Katrina Houser moved to Kingston with her mother as a young girl in 1974 and has lived there ever since. She said she’s been homeless since February after her building was sold to investors who wanted to turn it into a short-term vacation rental.
“The court system didn’t help us,” Houser said. “Me and my roommate, who is 80 and had four heart attacks, are homeless and there’s nowhere to put us…My mother, who has been in her house for 17 years, as of Friday will be homeless. I have to leave Kingston, a place that I love because I have nowhere else to go here. And nobody’s doing anything about it. And it’s sad. I’m a lifelong resident with nowhere to go.”
Houser was joined by over 20 other people from across the county who are hoping legislators will vote in favor of the law at their next meeting on Tuesday, April 18. County Executive Jen Metzger has already indicated that she will sign the bill into law.
The law would be the latest in local efforts to combat a housing crisis sweeping across the county, which has seen the short-term rental boom through websites like AirBnb turn some of the area’s housing stock from apartments into hotel alternatives for vacationers. Saugerties resident Brittany Barnard spoke about the trend in her community.
“The Village of Saugerties has over 80 AirBnb units that sit empty most of the time while people are forced out of town,” Barnard said. “It can’t keep going on like this. We shouldn’t have anyone sleeping on the streets. We shouldn’t have anyone turned away from (Ulster County) DSS (Department of Social Services) and left stranded.”
But short-term rentals are only part of the problem. According to the county’s 2021 Housing Plan, a mean wage earner has to work at least 67 hours per week to no longer be considered “rent burdened” by having to spend at least one-third of their income on housing costs. With existing rents rising faster than salaries, many local renters are feeling the pinch.
Pat Pellicano, community liaison and Youth Crew supervisor at the Kingston YMCA Farm Project, said he and his partner both have jobs where they make a “normal amount of money,” but are still unable to find an affordable place to live together. He added that the housing crisis hurts everyone.
“As other speakers have said, housing is connected to so many other things,” said Pellicano. “When you’re evicted, it is violence. Gentrification is violence. We’re trying to mitigate that by using all the tools that we have at our disposal.”
Educator Daniel Carmel expressed particular concern about what the housing crisis is doing to the county’s children.
“Students are at the forefront of this housing crisis,” he said. “I hear it all the time from their mouths. I cannot tell you how desperately frustrating it is to get kids to understand the nuances of Mongol culture when they are worried about their parents being evicted…Housing is absolutely a human right. The fact that a single child in this county is struggling should be enough for us to take this initiative.”
Saugerties resident John Schoonmaker, a co-chair of the Mid-Hudson Democratic Socialists of America and member of Citizen Action’s statewide housing coalition agreed.
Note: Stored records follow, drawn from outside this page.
PR #103, opened 2024-01-17
Vale

alexeagle:
Add a linter for prose in markdown files, see https://vale.sh/

---

### Type of change

### Test plan

- New test cases added


alexeagle:
@mattem since our linting is based on visiting targets, we need users to declare their Markdown files in some library rule.
@dwtj did something like that in https://github.com/dwtj/dwtj_rules_markdown - not sure if we want to introduce something similar.

For now I've used a `filegroup` with `tags = ["markdown"]` which I think is *maybe* a viable option?

mattem (approved):

format/repositories.bzl
```diff
@@ -126,6 +126,7 @@ def fetch_java_format():
 def fetch_ktfmt():
     http_jar(
         name = "ktfmt",
+        integrity = "sha256-l/x/vRlNAan6RdgUfAVSQDAD1VusSridhNe7TV4/SN4=",
```
alexeagle, line 129: sorry, unrelated fix I noticed while testing

lint/vale.bzl
```diff
@@ -0,0 +1,184 @@
...
+                tag = tag,
+                plat = plat,
+                version = version,
+                ext = "zip" if is_windows else "tar.gz",
+            ),
+            sha256 = sha256,
+            build_file_content = """exports_files(["vale", "vale.exe"])""",
+        )
+
+        fetch_styles()
```
alexeagle, line 184: note, I chose to do this automatically, but it's also reasonable to require users to call both `fetch_vale` and `fetch_vale_styles`

lint/vale_library.bzl
```diff
@@ -0,0 +1,112 @@
...
+        "homepage": "https://redhat-documentation.github.io/vale-at-red-hat/docs/main/user-guide/openshift-asciidoc-style-for-vale/",
+        "integrity": "sha256-F6LMXFKfHIaFhG26BazlN3W2m1DN628f0YTe+An1TSQ=",
+        "version": "v431",
+        "url": "https://github.com/redhat-documentation/vale-at-red-hat/releases/download/{}/OpenShiftAsciiDoc.zip",
+    },
+]
+
+VALE_STYLES = [s["name"] for s in VALE_STYLE_DATA]
+
+def fetch_styles():
```
alexeagle, line 103: Note: this api could accept an optional list of which styles to fetch, but I don't think it matters since unreferenced ones won't be fetched anyway.

PR #105, opened 2024-01-18
refactor: overhaul of format.sh

alexeagle:
Use GitHub Linguist to define the file extensions for each language, getting much more accurate. Extract a helper function for listing files we want to format to reduce duplication.

---

### Type of change

### Test plan

Ran format.sh after changing code in each language


format/private/mirror_linguist_languages.sh
```diff
@@ -0,0 +1,7 @@
+#!/usr/bin/env bash
+# Generate a snippet of bash code to help us detect languages based on filenames
+raw=$(mktemp --suffix=.yml)
+json=$(mktemp --suffix=.json)
+wget -O "$raw" https://raw.githubusercontent.com/github-linguist/linguist/master/lib/linguist/languages.yml
+yq -o=json '.' "$raw" > "$json"
```
alexeagle, line 6: I'm sure YQ could do this in one step, but I'm already familiar with JQ and it wasn't the right day to learn a new tool.

thesayyn: we don't need yq anymore. we can continue using jq

alexeagle: the input is a yaml file though, so I think I do need this conversion?

Obviously this code will barely ever be run, and one could just look at the github-linguist repo and see a short list of extensions for the next language added. Maybe it's overkill to check this in at all?

format/private/format.sh
```diff
@@ -19,32 +22,72 @@ function on_exit {
...
+      'Protocol Buffer') patterns=('*.proto') ;;
+      'Python') patterns=('.gclient' 'DEPS' 'SConscript' 'SConstruct' 'wscript' '*.py' '*.cgi' '*.fcgi' '*.gyp' '*.gypi' '*.lmi' '*.py3' '*.pyde' '*.pyi' '*.pyp' '*.pyt' '*.pyw' '*.rpy' '*.spec' '*.tac' '*.wsgi' '*.xpy') ;;
+      'SQL') patterns=('*.sql' '*.cql' '*.ddl' '*.inc' '*.mysql' '*.prc' '*.tab' '*.udf' '*.viw') ;;
+      'Scala') patterns=('*.scala' '*.kojo' '*.sbt' '*.sc') ;;
+      'Shell') patterns=('.bash_aliases' '.bash_functions' '.bash_history' '.bash_logout' '.bash_profile' '.bashrc' '.cshrc' '.flaskenv' '.kshrc' '.login' '.profile' '.zlogin' '.zlogout' '.zprofile' '.zshenv' '.zshrc' '9fs' 'PKGBUILD' 'bash_aliases' 'bash_logout' 'bash_profile' 'bashrc' 'cshrc' 'gradlew' 'kshrc' 'login' 'man' 'profile' 'zlogin' 'zlogout' 'zprofile' 'zshenv' 'zshrc' '*.sh' '*.bash' '*.bats' '*.cgi' '*.command' '*.fcgi' '*.ksh' '*.sh.in' '*.tmux' '*.tool' '*.trigger' '*.zsh' '*.zsh-theme') ;;
+      'Starlark') patterns=('BUCK' 'BUILD' 'BUILD.bazel' 'MODULE.bazel' 'Tiltfile' 'WORKSPACE' 'WORKSPACE.bazel' '*.bzl' '*.star') ;;
```
thesayyn, line 48: hmm, BUCK files might contain types. does our formatter understand that?

alexeagle: This is a problem generally, we use a tool that "formats code in some language" but there are syntactic variants for all of them that we can't possibly be experts on.
I think maybe the right answer (in a follow-up PR?) is to provide an affordance for this list of patterns to be overridden from the `multi_formatter_binary` rule

format/private/mirror_linguist_languages.sh
thesayyn: oh missed that the extension was yaml.

thesayyn (approved):

PR #110, opened 2024-01-20
feat: escape hatch from is_source filtering

alexeagle:
---

### Type of change

### Test plan

- New test cases added
well, it's a tags=manual test. I should make lint_test have an expected_exit_code.


alexeagle:
Followup to #96 FYI @psalaberria002

gregmagolan (approved):
🌮

PR #114, opened 2024-01-22
Add gofumpt as an alternative go formatter

jelmer:
gofumpt is a popular alternative formatter for Go that is compatible with gofmt but stricter

This is a new feature, mainly adding the requisite fetch_* and alias for gofumpt and providing a suggestion in the example BUILD.bazel file.

This code was tested by changing the go formatter in the example to ":gofumpt" and running //:format.

Suggested release note: "Add supporting code for using the gofumpt formatter for Go".


alexeagle (commented):
Hey @jelmer thanks for contributing!

Do you know whether this tool has the same CLI arguments as gofmt?

Formatting has to be "pick only one per language", and right now we say you can drop in anything compatible (https://github.com/aspect-build/rules_lint/blob/main/docs/format.md#multi_formatter_binary-go)
so as long as that's the case, I think this is close to being the right shape.

example/tools/BUILD
```diff
@@ -132,6 +141,7 @@ shellcheck_binary(name = "shellcheck")
 multi_formatter_binary(
     name = "format",
     cc = "@llvm_toolchain_llvm//:bin/clang-format",
+    # Or ":gofumpt" if you want to use gofumpt instead of gofmt
```
alexeagle, line 144: it's a bit rough that we have no way to test gofumpt is working at all. Maybe we need another `multi_formatter_binary` in the test folder.

alexeagle (approved):

example/tools/BUILD
jelmer: I can add something like this:

```
multi_formatter_binary(
    name = "format_fumpt",
    go = ":gofumpt"
)
```

is that actually going to be exercised by anything though?

alexeagle: No, and I don't see any test fixture we could extend under the example/ folder either. This is fine already, it's so simple there's not much surface area where it could have a bug.

PR #118, opened 2024-01-25
fix early glob expansion, starlark patterns

### LINKED ISSUE #117: [Bug]: Starlark formatter no longer touches BUILD files
### What happened?

```console
BUILD.bazel
737
```

### Version

### How to reproduce

```shell
```

### Any other information?

```
...
++ case "$language" in
++ '[' 0 -eq 0 ']'
...
```

pjjw:
tl;dr this is a partial correction of #117 

Looks like the patterns in the reworked format.sh are not catching everything anymore, partially because of an unquoted bash array expansion, and partially because the patterns are incomplete as written here.

This is an incomplete fix, so don't expect this to be merged exactly (don't have more time today), but at least wanted to get this reported and put up this fix for at least the part i'm concerned about

More work is probably needed for other languages, as the patterns look to be probably deficient in the same way the starlark patterns are
---

### Type of change

- Bug fix

### DIFF
--- a/format/private/format.sh
+++ b/format/private/format.sh
@@ -62,7 +62,7 @@ function ls-files {
 
         # TODO: determine which staged changes we should format; avoid formatting unstaged changes
         # TODO: try to format only modified regions of the file (where supported)
-        git ls-files --cached --modified --other --exclude-standard ${patterns[@]} | {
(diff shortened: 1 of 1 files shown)


pjjw:
obsoleted by #120

PR #119, opened 2024-01-26
collapse common logic into run-format formula

pjjw:
took a crack at parallelizing the formatter script, i think this works OK.

---

### Type of change

- Performance (a code change that improves performance)

### Test plan
- Patched this into another repository where rules_lint is in use, kicked the tires, made sure output was the same, it ran faster, and deviations were caught.

### DIFF
--- a/format/private/format.sh
+++ b/format/private/format.sh
@@ -14,10 +14,16 @@ cd $BUILD_WORKSPACE_DIRECTORY
 
 function on_exit {
   code=$?
-  if [[ $code != 0 ]]; then
-    echo >&2 "FAILED: A formatter tool exited with code $code"
-    echo >&2 "Try running 'bazel run {{fix_target}}' to fix this."
-  fi
+  case "$code" in
+    # return code 143 is the result of SIGTERM, which isn't failure, so suppress failure suggestion
+    0|143)
+      exit $code;
+      ;;
+    *)
+      echo >&2 "FAILED: A formatter tool exited with code $code"
+      echo >&2 "Try running 'bazel run {{fix_target}}' to fix this."
+      ;;
+  esac
 }
 
 trap on_exit EXIT
@@ -61,7 +67,7 @@ function ls-files {
         exit 1
         ;;
     esac
-    
+
     if [ "$#" -eq 0 ]; then
         # When the formatter is run with no arguments, we run over "all files in the repo".
         # However, we want to ignore anything that is in .gitignore, is marked for delete, etc.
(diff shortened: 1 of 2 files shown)


IamXander:
I would not call myself a bash expert by any means but if what you said in the title works this is an amazing change and I would love to see it merged.

format/private/format.sh
```diff
@@ -45,7 +51,7 @@ function ls-files {
       'SQL') patterns=('*.sql' '*.cql' '*.ddl' '*.inc' '*.mysql' '*.prc' '*.tab' '*.udf' '*.viw') ;;
       'Scala') patterns=('*.scala' '*.kojo' '*.sbt' '*.sc') ;;
       'Shell') patterns=('.bash_aliases' '.bash_functions' '.bash_history' '.bash_logout' '.bash_profile' '.bashrc' '.cshrc' '.flaskenv' '.kshrc' '.login' '.profile' '.zlogin' '.zlogout' '.zprofile' '.zshenv' '.zshrc' '9fs' 'PKGBUILD' 'bash_aliases' 'bash_logout' 'bash_profile' 'bashrc' 'cshrc' 'gradlew' 'kshrc' 'login' 'man' 'profile' 'zlogin' 'zlogout' 'zprofile' 'zshenv' 'zshrc' '*.sh' '*.bash' '*.bats' '*.cgi' '*.command' '*.fcgi' '*.ksh' '*.sh.in' '*.tmux' '*.tool' '*.trigger' '*.zsh' '*.zsh-theme') ;;
-      'Starlark') patterns=('BUCK' 'BUILD' 'BUILD.bazel' 'MODULE.bazel' 'Tiltfile' 'WORKSPACE' 'WORKSPACE.bazel' '*.bzl' '*.star') ;;
+      'Starlark') patterns=('BUCK' '**/BUCK' 'BUILD' '**/BUILD' 'BUILD.bazel' '**/BUILD.bazel' 'MODULE.bazel' 'Tiltfile' '**/Tiltfile' 'WORKSPACE' 'WORKSPACE.bazel' '*.bzl' '*.star') ;;
```
IamXander, line 54: You will be able to get rid of the "**" and replace it with "*" once https://github.com/aspect-build/rules_lint/pull/124 lands for consistency.

pjjw: the `**` isn't to prevent the accidental glob expansion by bash addressed in #124 (that problem is fixed on line 71 by wrapping the pattern array expansion in quotes), but to get `git ls-files` to recurse in searches. there does appear to be some inconsistencies in pattern matching in git- this is what i found to work correctly.

pjjw:
updated to pass tests

pjjw:
@alexeagle got a moment to give this a once-over, or at least let me know if there's interest?

alexeagle:
Yes! sorry for the radio silence, this is indeed an important improvement.

How is the output handled? My biggest concern is that we shouldn't interleave outputs in a confusing way, rather each background job has to buffer and then we print the buffer after that job has completed.

format/private/format.sh
```diff
@@ -14,10 +14,15 @@ cd $BUILD_WORKSPACE_DIRECTORY
 
 function on_exit {
   code=$?
-  if [[ $code != 0 ]]; then
-    echo >&2 "FAILED: A formatter tool exited with code $code"
-    echo >&2 "Try running 'bazel run {{fix_target}}' to fix this."
-  fi
+  case "$code" in
+    0|143)
```
alexeagle, line 18: what is code 143? needs a comment

format/private/format.sh
```diff
@@ -123,160 +128,79 @@ case "$mode" in
...
+        else
+          ( echo "$files" | tr \\n \\0 | xargs -0 "$bin" $args >&2 ; times ) | ( read _ _; read tuser tsys; echo "Formatted ${lang} in ${tuser}" )
+        fi
+        ;;
+      Java)
+          # Setting JAVA_RUNFILES to work around https://github.com/bazelbuild/bazel/issues/12348
+          ( echo "$files" | tr \\n \\0 | JAVA_RUNFILES="${RUNFILES_MANIFEST_FILE%_manifest}" xargs -0 "$bin" $args >&2 ; times ) | (read _ _ ;   read tuser tsys; echo "Formatted ${lang} in ${tuser}" )
+        ;;
+      Swift)
+        # for any linter that must be silenced
```
alexeagle, line 170: nit: linter -> formatter ?

format/private/format.sh
```diff
@@ -123,160 +128,79 @@ case "$mode" in
...
+            echo "Go files not formatted:"
+            echo "$NEED_FMT"
+            exit 1
+          fi
+        else
+          ( echo "$files" | tr \\n \\0 | xargs -0 "$bin" $args >&2 ; times ) | ( read _ _; read tuser tsys; echo "Formatted ${lang} in ${tuser}" )
+        fi
+        ;;
+      Java)
+          # Setting JAVA_RUNFILES to work around https://github.com/bazelbuild/bazel/issues/12348
```
alexeagle, line 166: nit: I wonder if it's possible to reduce the duplication, either by setting `JAVA_RUNFILES` in the default case, or setting it and then falling through to the default case

format/private/format.sh
```diff
@@ -123,160 +128,79 @@ case "$mode" in
...
-files=$(ls-files 'Protocol Buffer' $@)
-bin=$(rlocation {{buf}})
-if [ -n "$files" ] && [ -n "$bin" ]; then
-  echo "Formatting Protobuf with buf..."
-  for file in $files; do
-    $bin $bufmode $file
-  done
-fi
+(
+  trap "kill 0" SIGINT
```
alexeagle, line 183: could we break this up into two PRs please?

Let's land the refactoring to introduce the `run-lints` function first, but not run them in parallel yet. That way you don't get stuck with any messy rebases while we figure out how to buffer the output properly.

alexeagle (commented):
pulled this down and tried it, and yeah the output is interleaved in a way that I don't think is desirable.

pjjw:
got any suggestions as to how you'd like it to look?

alexeagle:
I think we can't print anything like "Formatting x with y..." because those will all appear at the top as the subshells are spawned in the background.

And when a tool completes I think we want to print the full buffer it produced.
I'll look around a bit for some example we can follow.

alexeagle:
Right, so the simple thing in Bash is to redirect the stdout/stderr of the individual tools to a file. Then when the tool is finished we can `cat` the file along with the line we print about what we ran and how long it took.

It's tempting to rewrite it in a language where there's a nice terminal experience available in some library, like superconsole. It would be a big effort though.

alexeagle:
sorry, merge conflicts now. would be nice to get the refactor in first :)

pjjw:
busy week, sorry, will look later today

format/private/format.sh
pjjw: i pulled some of the timing logic into another helper function, where possible. PTAL

alexeagle: that's plenty of improvement, thanks!

alexeagle (approved):

PR #120, opened 2024-01-26
fix filename pattern matching

### LINKED ISSUE #117: [Bug]: Starlark formatter no longer touches BUILD files

pjjw:
git ls-files seems to match against filename strings exactly, and doesn't use the same logic as e.g. gitignore. this means that to match files by exact filename below the root, we need a */ at the start of the pattern to match more than files strictly at the root of the tree. these prefixed patterns however miss the root, so we need to include both forms.

additionally, the pattern array needs to be quoted to prevent the shell from doing glob expansion against any files in the current directory.

Fixes #117 and #122.

---

### Type of change

### DIFF
--- a/format/private/format.sh
+++ b/format/private/format.sh
@@ -34,18 +34,18 @@ function ls-files {
       'Go') patterns=('*.go') ;;
       'HCL') patterns=('*.hcl' '*.nomad' '*.tf' '*.tfvars' '*.workflow') ;;
       'HTML') patterns=('*.html' '*.hta' '*.htm' '*.html.hl' '*.inc' '*.xht' '*.xhtml') ;;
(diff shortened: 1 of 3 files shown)


IamXander:
I totally missed this before I submitted https://github.com/aspect-build/rules_lint/issues/122 and https://github.com/aspect-build/rules_lint/pull/124. Both of these fix the same problem but in https://github.com/aspect-build/rules_lint/pull/124 might be a little nicer since you don't have to duplicate globs to include a "**" version.

alexeagle:
Thanks both of you, this is my fault for not having more tests in place for the formatter before #105 . I'm going to work on adding those first so we don't keep chasing regressions.

pjjw:
@IamXander the problem isn't fully fixed by #124, though- failing to recurse for e.g. `BUILD` files isn't caused by inadvertent glob expansion, but the (kinda inconsistent) semantics of `git ls-files`: if there's no wildcard, it's exact-match only.

format/private/format.sh
```diff
@@ -54,15 +54,15 @@ function ls-files {
...
+
     if [ "$#" -eq 0 ]; then
         # When the formatter is run with no arguments, we run over "all files in the repo".
         # However, we want to ignore anything that is in .gitignore, is marked for delete, etc.
         # So we use `git ls-files` with some additional care.
 
         # TODO: determine which staged changes we should format; avoid formatting unstaged changes
         # TODO: try to format only modified regions of the file (where supported)
-        git ls-files --cached --modified --other --exclude-standard ${patterns[@]} | {
+        git ls-files --cached --modified --other --exclude-standard "${patterns[@]}" | {
```
pjjw, line 65: @IamXander adding in a ` | tee /dev/stderr ` here is helpful for debugging, doing the same in #124 will show that even there only the root BUILD file is being considered without the add'l pattern expansion

alexeagle:
Replaced by #127

Issue #121, opened 2024-01-27
[Bug]: JSON format does not seem to be supported


IamXander:
### What happened?

There is no way to format json files using this tool. It looks like there is scaffolding for it in `format.sh` but then it is never called.

### Version

Development (host) and target OS/architectures:

Output of `bazel --version`: bazel 6.3.2

Version of the Aspect rules, or other relevant rules from your
`WORKSPACE` or `MODULE.bazel` file: rules_lint-0.10.0

Language(s) and/or frameworks involved: json

### Any other information?

I will hopefully get to submitting a PR myself but in case I do not I wanted to put this issues out there in case another contributor beat me to it.

PR #123, opened 2024-01-27
fix(formatter): json needs a distinct tool entry

IamXander:
This fixes https://github.com/aspect-build/rules_lint/issues/121 in a similar way to how this sort of thing was fixed in https://github.com/aspect-build/rules_lint/pull/99
---

### Type of change

### Test plan

Verified that with JSON is now being formatting using my fork and branch!

### DIFF
--- a/docs/format.md
+++ b/docs/format.md
@@ -37,8 +37,8 @@ multi_formatter_binary(
 ## multi_formatter_binary
 
 <pre>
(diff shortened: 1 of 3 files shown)


alexeagle:
Thanks, it's extra embarrassing since I had that bug in mind when I did the refactor to make json its own language, but convinced myself it was working. Obviously this needs a new test fixture that checks formatting works one language at a time.

IamXander:
Any objection to merging this while you work on the test harness framework? I'll add a test based on how you want to structure the unit testing.

IamXander:
Ah I see I made a mistake! Ran `format` so it should pass now

alexeagle:
Making it a separate tool is one way to resolve this, but the simpler way is to copy from CSS and HTML handling. I added coverage for it to #126 which I think resolves #121 in place of this PR, wdyt?

IamXander:
Happy to close this in favor of https://github.com/aspect-build/rules_lint/pull/126. Ngl makes me a little sad that my name is not making it into the repo ;). However, its totally fine. Just happy to see it fixed.

alexeagle:
I have no doubt we'll have more of your commits in the history! :)

PR #137, opened 2019-11-04
Add DPC dev VPC peering

RickHawesUSDS:
**Why**
DPC has new environment dpc-dev. This environment is peering with prod-sbx. 

**What**
Added the dpc-dev peering to the list of peerings for the prod-sbx. This change only affects the prod-sbx.


njdister:
Looks good but just to confirm, we don't actually create the peering connections in terraform correct?  We only apply the peering CIDR blocks to our lb security group?

RickHawesUSDS:
> Looks good but just to confirm, we don't actually create the peering connections in terraform correct? We only apply the peering CIDR blocks to our lb security group?

Yes. The VPC peering go across AWS accounts and need to be setup by GDIT. This script change is just to add the new CIDR block our LB security group.

PR #138, opened 2019-11-04
BLUEBUTTON-1499: Add delayed manifest upload integration tests for DataSetMonitor

njdister:
As part of BLUEBUTTON-1499, we want to ensure that a vacuum and analyze are only run after all data sets are processed, even if those data sets are slow to come in.  I wanted to create an integration test that would more closely simulate how data sets might get uploaded into the ETL bucket.  The bulk of this is verbatim from the `multipleDataSetsTest` function, with the manifest uploads wrapped in a `ScheduledExecutorService`.  My Java-fu is pretty weak so I'd bet this can be made better!

After thinking about this for a bit, this might be better as an enhancement to `multipleDataSetsTest` rather than its own test, let me know what you think.

### DIFF
--- a/apps/bfd-pipeline/bfd-pipeline-rif-extract/src/test/java/gov/cms/bfd/pipeline/rif/extract/s3/DataSetMonitorIT.java
+++ b/apps/bfd-pipeline/bfd-pipeline-rif-extract/src/test/java/gov/cms/bfd/pipeline/rif/extract/s3/DataSetMonitorIT.java
@@ -7,8 +7,12 @@ import gov.cms.bfd.model.rif.RifFileType;
 import gov.cms.bfd.model.rif.samples.StaticRifResource;
 import gov.cms.bfd.pipeline.rif.extract.ExtractionOptions;
 import gov.cms.bfd.pipeline.rif.extract.s3.DataSetManifest.DataSetManifestEntry;
+import java.net.URL;
 import java.time.Instant;
 import java.time.temporal.ChronoUnit;
+import java.util.concurrent.Executors;
+import java.util.concurrent.ScheduledExecutorService;
+import java.util.concurrent.TimeUnit;
 import org.awaitility.Awaitility;
 import org.awaitility.Duration;
 import org.junit.Assert;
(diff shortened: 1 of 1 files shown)


apps/bfd-pipeline/bfd-pipeline-rif-extract/src/test/java/gov/cms/bfd/pipeline/rif/extract/s3/DataSetMonitorIT.java
```diff
@@ -178,4 +183,126 @@ public void multipleDataSetsTest() throws InterruptedException {
...
+      monitor.stop();
+
+      // Verify what was handed off to the DataSetMonitorListener.
+      Assert.assertEquals(3, listener.getDataEvents().size());
+      Assert.assertEquals(0, listener.getErrorEvents().size());
+      Assert.assertEquals(manifestA.getTimestamp(), listener.getDataEvents().get(0).getTimestamp());
+      Assert.assertEquals(manifestB.getTimestamp(), listener.getDataEvents().get(1).getTimestamp());
+      Assert.assertEquals(manifestC.getTimestamp(), listener.getDataEvents().get(2).getTimestamp());
+
+      // Verify that the data sets were both renamed.
```
karlmdavis:
```suggestion
      // Verify that the data sets were all renamed.
```

apps/bfd-pipeline/bfd-pipeline-rif-extract/src/test/java/gov/cms/bfd/pipeline/rif/extract/s3/DataSetMonitorIT.java
```diff
@@ -178,4 +183,126 @@ public void multipleDataSetsTest() throws InterruptedException {
...
+          TimeUnit.SECONDS);
+
+      DataSetManifest manifestC =
+          new DataSetManifest(
+              Instant.now(), 0, new DataSetManifestEntry("carrier.rif", RifFileType.CARRIER));
+      manifestUploaderService.schedule(
+          new ManifestUploader(
+              s3Client, bucket, manifestC, StaticRifResource.SAMPLE_A_CARRIER.getResourceUrl()),
+          new Random().nextInt(10),
+          TimeUnit.SECONDS);
```
karlmdavis: Can you check the JavaDoc for this, wouldn't it schedule this as a _recurring_ task? I think that rather than a scheduled executor, you want a _delayed_ executor, which you could accomplish by just using a normal `ExecutorService` and having your upload task sleep for a bit, first.

apps/bfd-pipeline/bfd-pipeline-rif-extract/src/test/java/gov/cms/bfd/pipeline/rif/extract/s3/DataSetMonitorIT.java
```diff
@@ -178,4 +183,126 @@ public void multipleDataSetsTest() throws InterruptedException {
...
+
+      DataSetManifest manifestB =
+          new DataSetManifest(
+              manifestA.getTimestampText(),
+              1,
+              new DataSetManifestEntry("pde.rif", RifFileType.PDE));
+      manifestUploaderService.schedule(
+          new ManifestUploader(
+              s3Client, bucket, manifestB, StaticRifResource.SAMPLE_A_PDE.getResourceUrl()),
+          new Random().nextInt(10),
```
karlmdavis: If I'm reading this right, this test case could take at least 20 seconds, depending on your randoms? That's **slow**, as we tend to consider these things.

Can you think through and document: what's the minimum amount of time this test needs to be wait in order to be valid? Then, maybe remove the randoms and just always wait exactly that long.

PR #141, opened 2019-11-08
BLUEBUTTON-1584: Allow JANUS to SSH into our instances

karlmdavis:
They only _need_ access to the prod-sbx, but I don't have any simple way of restricting that on the moment. Instead, we'll rely on the fact that they're restricted to the prod-sbx VPC at the network layer.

“Housing is a human right,” Schoonmaker said. “That is the mindset we must have if we were to address the ongoing housing crisis in Ulster County. Every person deserves a roof over their head no exceptions. Members of our community are being put out into the street because some landlord is seeking a higher profit by jacking up the rent or turning it into a short-term rental. It’s time for this to stop. We can never rely on private developers to solve this crisis, it is one of their own making meant to squeeze as much out of the working class as possible. It is time for a county government to step in and do something before communities are torn apart.”
Alexandria Wojcik, deputy mayor of the Village of New Paltz, recently experienced a housing issue herself and said she feels for local employees and students who have been priced out of the community.
“People are driving over an hour to a job in Mohonk or SUNY New Paltz, or to one of our many taverns and eateries, driving over an hour to get to class as a college student, all because of local rents being too high and conditions being terrible,” Wojcik said.